> Work to complete
Show all lines containing "currently" from the data below.

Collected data
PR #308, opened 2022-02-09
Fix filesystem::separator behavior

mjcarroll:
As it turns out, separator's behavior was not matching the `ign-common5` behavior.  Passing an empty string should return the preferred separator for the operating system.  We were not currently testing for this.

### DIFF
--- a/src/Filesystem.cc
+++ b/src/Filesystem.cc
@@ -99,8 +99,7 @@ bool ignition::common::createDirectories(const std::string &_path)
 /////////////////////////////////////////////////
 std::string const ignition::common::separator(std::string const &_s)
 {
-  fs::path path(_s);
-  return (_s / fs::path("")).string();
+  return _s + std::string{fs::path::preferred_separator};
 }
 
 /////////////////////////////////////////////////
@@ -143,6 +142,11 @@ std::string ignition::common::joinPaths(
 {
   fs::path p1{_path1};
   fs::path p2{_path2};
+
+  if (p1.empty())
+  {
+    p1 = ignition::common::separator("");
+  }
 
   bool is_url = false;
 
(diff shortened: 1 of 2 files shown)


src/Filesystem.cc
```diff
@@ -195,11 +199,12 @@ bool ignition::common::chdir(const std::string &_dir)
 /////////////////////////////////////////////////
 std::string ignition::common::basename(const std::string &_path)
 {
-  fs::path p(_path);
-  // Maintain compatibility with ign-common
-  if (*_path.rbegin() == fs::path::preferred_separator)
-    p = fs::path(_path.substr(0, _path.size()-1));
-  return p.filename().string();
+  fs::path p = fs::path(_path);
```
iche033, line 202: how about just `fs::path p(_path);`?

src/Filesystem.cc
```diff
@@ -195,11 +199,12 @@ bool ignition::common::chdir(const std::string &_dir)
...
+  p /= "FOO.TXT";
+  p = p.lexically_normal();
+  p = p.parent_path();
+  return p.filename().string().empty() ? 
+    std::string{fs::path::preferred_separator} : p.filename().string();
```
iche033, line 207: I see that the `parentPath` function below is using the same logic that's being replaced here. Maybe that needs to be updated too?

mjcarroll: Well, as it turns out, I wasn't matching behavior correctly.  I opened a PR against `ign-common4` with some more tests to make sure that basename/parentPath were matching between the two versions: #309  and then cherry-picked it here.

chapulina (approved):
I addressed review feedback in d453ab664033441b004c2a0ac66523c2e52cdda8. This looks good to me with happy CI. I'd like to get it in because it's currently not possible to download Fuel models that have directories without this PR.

> Response area
As it turns out, separator's behavior was not matching the `ign-common5` behavior.  Passing an empty string should return the preferred separator for the operating system.  We were not currently testing for this.
I addressed review feedback in d453ab664033441b004c2a0ac66523c2e52cdda8. This looks good to me with happy CI. I'd like to get it in because it's currently not possible to download Fuel models that have directories without this PR.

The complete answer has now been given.